SHEDDING LIGHT ON ROSSELLINI-SONALI DASGUPTA AFFAIR

Sixty years ago this month, an affair between the great Italian film director, Roberto Rossellini, then married to Ingrid Bergman, and a young Bengali woman, Sonali Dasgupta, wife of the filmmaker Harisadhan Dasgupta, made headlines in the yellow press in India and in Britain and America. The coverage was a potpourri of innuendo, xenophobia, envy and outright fabrication.

One individual who witnessed the scandal from its genesis to its denouement – a young Frenchman called Jean Herman, later renowned as a prolific and much acclaimed novelist, filmmaker and screen-play writer under the name Jean Vautrin -passed away at his home in village near Bordeaux in south-west France on Tuesday.

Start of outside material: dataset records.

PR #23, opened 2019-06-04
Rename preprocess command to clinical

kairstenfay:
Align top-level commands along the data instead of similar actions.
Rename `preprocess` command to `clinical`.
Rename `uw-clinical` subcommand to `uw`.
Rename `sch-clinical` subcommand to `sch`.

PR #24, opened 2019-06-04
Split clinical preprocess into parse and upload steps

kairstenfay:
https://trello.com/b/MFOJfX46/sfs-tasks
https://trello.com/c/oYB01LHh/121-rename-preprocess-command-to-clinical (addressed in PR #23).

This PR lives as a separate one from #23 for consistency with Trello. It felt a little like overkill but I wanted to err on the side of preferring more organization.

### DIFF
--- a/lib/seattleflu/db/cli/command/clinical.py
+++ b/lib/seattleflu/db/cli/command/clinical.py
@@ -1,5 +1,5 @@
 """
-Pre-process clinical data.
+Parse and upload clinical data.
 
 Clinical data will contain PII (personally identifiable information) and
 unnecessary information that does not need to be stored. This process will only
@@ -25,7 +25,7 @@ def clinical():
     pass
 
 # UW Clinical subcommand
-@clinical.command("uw")
+@clinical.command("parse-uw")
 @click.argument("uw_filename", metavar = "<UW Clinical Data filename>")
 @click.argument("uw_nwh_file", metavar="<UW/NWH filename>")
 @click.argument("hmc_sch_file", metavar="<HMC/SCH filename>")
@@ -33,7 +33,7 @@ def clinical():
     help="The filename for the output of missing barcodes")
 
 
-def uw(uw_filename, uw_nwh_file, hmc_sch_file, output):
+def parse_uw(uw_filename, uw_nwh_file, hmc_sch_file, output):
     """
     Process and insert clinical data from UW.
 
@@ -53,6 +53,9 @@ def uw(uw_filename, uw_nwh_file, hmc_sch_file, output):
     <output filename> is the desired filepath of the output CSV of problematic
     barcodes encountered while parsing. If not provided, the problematic
     barcodes print to the log.
+
+    All clinical records parsed are output to stdout as newline-delimited JSON
+    records.  You will likely want to redirect stdout to a file.
     """
     clinical_records, uw_manifest, nwh_manifest, hmc_manifest = load_data(uw_filename,
         uw_nwh_file, hmc_sch_file)
@@ -105,9 +108,7 @@ def uw(uw_filename, uw_nwh_file, hmc_sch_file, output):
     clinical_records['individual'] = clinical_records['individual'].apply(generate_hash)
     clinical_records['identifier'] = clinical_records['identifier'].apply(generate_hash)
 
-    session = DatabaseSession()
-    with session, session.cursor() as cursor:
-        clinical_records.apply(lambda x: insert_clinical(x, cursor), axis=1)
+    print(clinical_records.to_json(orient='records', lines=True))
 
 
 def load_data(uw_filename: str, uw_nwh_file: str, hmc_sch_file: str):
@@ -220,21 +221,6 @@ def generate_hash(identifier: str):
     return new_hash.hexdigest()
 
 
-def insert_clinical(df: pd.DataFrame, cursor):
-    """
-    Given a pandas DataFrame, inserts it as a JSON document into the
-    receiving.clinical table
-    """
-
-    LOG.debug(f"Inserting clinical data for barcode: «{df['barcode']}» ")
-
-    document = df.to_json(date_format='iso')
-
-    cursor.execute(
-        "insert into receiving.clinical (document) values (%s)",
-        (document,)
-    )
-
 def print_problem_barcodes(problem_barcodes: pd.DataFrame, output: str):
     """
     Given a pandas DataFrame of *problem_barcodes*, writes the data to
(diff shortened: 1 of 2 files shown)


kairstenfay:
[Split clinical preprocessing into separate parse and upload steps](https://trello.com/c/cJDbjAwK/122-split-clinical-preprocessing-into-separate-parse-and-upload-steps)

lib/seattleflu/db/cli/command/clinical.py
```diff
@@ -102,9 +108,7 @@ def uw_clinical(uw_filename, uw_nwh_file, hmc_sch_file, output):
     clinical_records['individual'] = clinical_records['individual'].apply(generate_hash)
     clinical_records['identifier'] = clinical_records['identifier'].apply(generate_hash)
 
-    session = DatabaseSession()
-    with session, session.cursor() as cursor:
-        clinical_records.apply(lambda x: insert_clinical(x, cursor), axis=1)
+    print(clinical_records.to_csv(index=False))
```
joverlee521: Do we want to match the manifest command and make this print out ndjson?

kairstenfay: I had a similar thought. My reason for choosing csv over ndjson comes down to an argument for splitting parse & upload Thomas laid out in the related Trello card:
>better inspectability of parsed records (you can parse them without uploading anywhere)

I figured if the original data were in CSV format and someone might want to inspect them after parsing, it would be easier for them to do so if the output was in CSV format, too.

Of course, Thomas is taking manifests from XLSX format and outputting them to ndjson. However, I don't think manifest data are really meant to be read in the same way clinical data are. Perhaps I'm just splitting hairs here, but I appreciate your comment and welcome any feedback.

tsibley: The ability to inspect the output of parse is an important consideration. :-) From my perspective, NDJSON is just as inspectable as CSV, but I realize that is not the case for everyone!

I think the things that swayed and sway my thinking towards NDJSON are:

1. It matches the exact format/document which ends up in the database and doesn't go through an additional, harder-to-inspect layer of transformation by `pd.read_csv` and `df.to_json`. This makes the data more inspectable in some ways (although less accessible as NDJSON, maybe?).

2. It is clear how to represent nested data structures, like the provenance information. This kind of information isn't in the clinical data pipeline yet, but I can imagine wanting to add it sooner than later.

I'm not dead set on NDJSON here or 100% against the current CSV output, so would like to hear any thoughts you both have.

lib/seattleflu/db/cli/command/clinical.py
```diff
@@ -230,12 +233,12 @@ def insert_clinical(df: pd.DataFrame, cursor):
...
     """
     Given a pandas DataFrame of *problem_barcodes*, writes the data to
-    stdout unless a filename *output* is given.
+    the log unless a filename *output* is given.
     """
     if output:
         problem_barcodes.to_csv(output, index=False)
     else:
-        print(problem_barcodes.to_csv(index=False))
+        LOG.info(problem_barcodes.to_csv(index=False))
```
tsibley: ++for outputting to the log. :-) This spits out the CSV as a one honkin' log message, though, and I wonder if it would be nicer to output each row of `problem_barcodes` as a separate, English log message?

I would also suggest the use of `LOG.warning` instead of `info` to imply some greater amount of attention.

lib/seattleflu/db/cli/command/clinical.py
kairstenfay: It sounds like it's two against one :anguished: . 
I think I prefer consistency in the parse/upload process over my preference for reading CSV vs. JSON. I'm working on the changes now.

lib/seattleflu/db/cli/command/clinical.py
```diff
@@ -257,30 +252,63 @@ def sch_clinical(sch_filename):
...
-
-    session = DatabaseSession()
-    with session, session.cursor() as cursor:
-        df.apply(lambda x: insert_clinical(x, cursor), axis=1)
+    clinical_records["FluShot"] = None
+    clinical_records["Race"] = None
+    clinical_records["HispanicLatino"] = None
+    clinical_records["MedicalInsurace"] = None
+
+    print(clinical_records.to_json(orient='records', lines=True))
```
joverlee521: Oh! Does this print out ndjson automatically? Maybe we can refactor the manifest process to do the same?

kairstenfay: Yep, `lines=True` prints a new JSON record per line. 
Oh yes, that is a possibility. For some reason it didn't occur to me that `manifest` also uses pandas.

tsibley: The manifest stuff doesn't use `pandas.DataFrame.to_json`, though, because I wanted streaming output (instead of being all buffered at once) and more explicit control (and less magic) over the JSON produced. For example, the reason the date-as-bigint thing was an issue is because the default is to represent dates as epoch values (seconds since 1970-01-01 00:00:00) instead of ISO 8601 strings.

So the manifest code instead defines a `dump_ndjson(iterable)` function which calls `as_json(dict)` from seattleflu.db.datatypes. This module is shared by some other code as well.

This `dump_ndjson()` could be refactored and shared by the clinical code here too.

kairstenfay: Would you like me to update the `parse` process here to use `dump_ndjson()`? Or should we wait to do so in the refactoring-of-shared-code PR?

lib/seattleflu/db/cli/command/clinical.py
```diff
@@ -230,12 +233,15 @@ def insert_clinical(df: pd.DataFrame, cursor):
...
+    the log unless a filename *output* is given.
     """
     if output:
         problem_barcodes.to_csv(output, index=False)
     else:
-        print(problem_barcodes.to_csv(index=False))
+        problem_barcodes.apply(lambda x: LOG.warning(
+            f"{x['problem']} in MRN {x['MRN']}, Accession {x['Accession']}, "
+            f"barcode {x['barcode']}"
+        ), axis=1)
```
tsibley: This was my fault for suggesting it, but I realize now that we probably don't want to be logging PHI as it'll end up in the system logs. System logs may end up being shipped off-machine too, depending on the system. :grimacing: Can we instead log the problem, barcode (if any), filename, sheet, and row number? I think that will let someone (one of us!) track down problems without revealing any PHI. Sending full details with PHI to the optional CSV output is still fine, as it's obvious to the end user where that data goes.

lib/seattleflu/db/cli/command/clinical.py
tsibley: Whatever is less work for you!

kairstenfay: I'd rather kick that down the road to #27

lib/seattleflu/db/cli/command/clinical.py
kairstenfay: This has been fixed in the latest push

kairstenfay: Commit 553e8cf2cd33b2901b97ef7041f107f15486d5fe

tsibley: Thank you! Sorry for suggesting the wrong thing.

I was privileged to get his account of what had transpired during those turbulent months in the course of an extended conversation in a cafe located right across the Montparnasse railway station – a conversation that subsequently figured in my book on Rossellini’s passage to India. The film director, hailed for his ‘neo-realist’ films made in Italy in the wake of the
%Second World War, had arrived in Mumbai in December 1956 at the invitation of Jawaharlal Nehru to produce a series of documentaries as well as a feature-length film in four episodes that would showcase the country a decade after it won its independence from British rule.

Rossellini has first asked Francois Truffaut, then an enfant terrible among French film critics who went on to become one of the leading lights of the French New Wave Cinema, to work as his assistant in India. But Truffaut had other fish to fry. He therefore suggested the name of his friend Jean Herman, a dropout from the French Institute of Higher Cinematographic Institute and a lecturer in French literature at the Wilson College in Mumbai, as his replacement.

Herman had married a fellow student at the Institute, Lila, an Indian, done the French sub-titles of Satyajit Ray’s Pather Panchali and published articles on cinema in the Illustrated Weekly of India. This periodical, then a highly-valued brand of the Times of India Group, also carried the photographs he had shot during his travels across India.

No sooner had Rossellini offered him the post of assistant director than he resigned from his lecturer’s job to follow, as he told me, in the foot-steps of the new Messiah. The two walked the streets in Mumbai from dawn to dusk.